◆ Task to complete ◆
Would you copy every line of the listing below that includes the word "kotest"?

◆ Data in this exercise ◆
PR #163, opened 2025-04-07
WIP API Reference 

stevensJourney:
# Overview

This adds an automatically generated HTML API Reference using [Dokka](https://github.com/Kotlin/dokka).

This can be served by running `./gradlew serveDokka` in the repo root.

image

# TODOS

- [ ] General comment cleanup
- [ ] Add entries for Connectors module
- [ ] Github pages publish flow

### DIFF
--- a/build.gradle.kts
+++ b/build.gradle.kts
@@ -1,3 +1,9 @@
+import com.sun.net.httpserver.HttpExchange
+import com.sun.net.httpserver.HttpServer
+import java.net.InetSocketAddress
+import java.net.URLDecoder
+import java.nio.file.Files
+
 plugins {
     alias(libs.plugins.jetbrainsCompose) apply false
     alias(libs.plugins.compose.compiler) apply false
@@ -16,6 +22,7 @@ plugins {
     alias(libs.plugins.kotlinter) apply false
     alias(libs.plugins.keeper) apply false
     alias(libs.plugins.kotlin.atomicfu) apply false
+    id("org.jetbrains.dokka") version "2.0.0"
 }
 
 allprojects {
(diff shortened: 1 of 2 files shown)


build.gradle.kts
```diff
@@ -54,6 +62,56 @@ subprojects {
...
 
-tasks.register<Delete>("clean") {
+tasks.getByName<Delete>("clean") {
     delete(rootProject.layout.buildDirectory)
 }
+
+// Merges individual module docs into a single HTML output
+dependencies {
+    dokka(project(":core:"))
+    dokka(project(":connectors:supabase"))
```
simolus3, line 72: I assume this should also include `:compose`?

build.gradle.kts
```diff
@@ -54,6 +62,56 @@ subprojects {
...
+}
+
+dokka {
+    moduleName.set("PowerSync Kotlin")
+}
+
+// Serve the generated Dokka documentation using a simple HTTP server
+// File changes are not watched here
+tasks.register("serveDokka") {
+    dependsOn("dokkaGenerate")
```
simolus3, line 82: Let's add a `group = "dokka"` line here so that it shows up next to the other tasks in IDEs:

Task overview

simolus3 (commented):
This looks like a really nice thing to have 👍 

The images don't load for me locally, not sure if that's a setup issue or if it would also happen when deploying to GH pages:

grafik

I also noticed that the `BuildConfig` class now gets kind of ugly because it's not in a package. Do you know if that class is used across packages? I'm in favor of making it `internal` to hide the `[root]` package on the docs.

build.gradle.kts
stevensJourney: Good point! I forgot that module existed 😁 . Added it now.

simolus3 (dismissed):
LGTM 👍

build.gradle.kts
stevensJourney: Added a group.

simolus3 (approved):

PR #165, opened 2025-04-07
Refactor tests for better isolation

simolus3:
This refactors our tests opening databases (`DatabaseTest` and `SyncIntegrationTest`) to:

1. No longer use `GlobalScope` when opening databases. Instead, we use the test scope we receive from `runTest`. Thanks to structured concurrency, this ensures that no async database code can "leak" out of the test.
2. Generate a random file name for each test, ensuring that two different tests won't interfere with each other.
3. In some places, start using the assertions library from [Kotest](https://kotest.io/docs/assertions/assertions.html) instead of `kotlin-test`. These assertions are more expressive and lead to much better error messages (e.g. `list shouldHaveSize 3` will actually print contents of the list on violations, `assertEquals(3, list.size)` is much less helpful).

The first step required some other changes, in particular:

1. We can no longer use `@Setup` in tests to open databases, because that function is non-suspending and doesn't run in the test's coroutine scope. Instead, I wrote a utility (the `databaseTest` function) that creates an `ActiveDatabaseTest` instance encapsulating all that logic. This ensures that the full lifecycle (initializing databases, running tests, closing databases) happens within the test's coroutine scope.
2. The `runBlocking` initializer in `PowerSyncDatabaseImpl` is incompatible with the new tests. I think this is because the connection pool also uses the coroutine scope from tests now (which is no longer a `GlobalScope`). And the `runBlocking` then prevents that scope from progressing? I'm not 100% sure about this, but there was some deadlock with `runBlocking` when opening the database.
A workaround that I think is also beneficial for apps is to move the initialization into a `Job` that is then awaited before each other method. This is the same pattern we use for Dart and JavaScript as well, and ensures we're not accidentally blocking any UI thread that might be opening the PowerSync database.

### DIFF
--- a/core/src/commonIntegrationTest/kotlin/com/powersync/SyncIntegrationTest.kt
+++ b/core/src/commonIntegrationTest/kotlin/com/powersync/SyncIntegrationTest.kt
@@ -15,7 +15,6 @@ import com.powersync.testutils.databaseTest
 import com.powersync.testutils.waitFor
 import com.powersync.utils.JsonUtil
 import dev.mokkery.verify
-import io.kotest.assertions.withClue
 import io.kotest.matchers.collections.shouldHaveSize
 import io.kotest.matchers.shouldBe
 import kotlinx.coroutines.DelicateCoroutinesApi
@@ -48,10 +47,8 @@ class SyncIntegrationTest {
                 turbine.cancel()
             }
 
-            // Closing the database should have closed the channel
-            withClue("Should have closed sync stream") {
-                syncLines.isClosedForSend shouldBe true
-            }
+            // Closing the database should have closed the channel.
+            waitFor { syncLines.isClosedForSend shouldBe true }
         }
 
     @Test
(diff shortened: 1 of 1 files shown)


core/src/commonMain/kotlin/com/powersync/db/PowerSyncDatabaseImpl.kt
```diff
@@ -98,48 +100,56 @@ internal class PowerSyncDatabaseImpl(
...
-            logger.d { "SQLiteVersion: $sqliteVersion" }
-            powerSyncVersion =
-                internalDb.get("SELECT powersync_rs_version()") { it.getString(0)!! }
-            checkVersion(powerSyncVersion)
-            logger.d { "PowerSyncVersion: ${getPowerSyncVersion()}" }
-
-            internalDb.writeTransaction { tx ->
-                tx.getOptional("SELECT powersync_init()") {}
-            }
+    private suspend fun initialize() {
```
stevensJourney, line 107: Thanks for improving this!

stevensJourney (approved):
Excellent work!

stevensJourney (approved):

◆ Problem solution ◆
3. In some places, start using the assertions library from [Kotest](https://kotest.io/docs/assertions/assertions.html) instead of `kotlin-test`. These assertions are more expressive and lead to much better error messages (e.g. `list shouldHaveSize 3` will actually print contents of the list on violations, `assertEquals(3, list.size)` is much less helpful).
-import io.kotest.assertions.withClue
 import io.kotest.matchers.collections.shouldHaveSize
 import io.kotest.matchers.shouldBe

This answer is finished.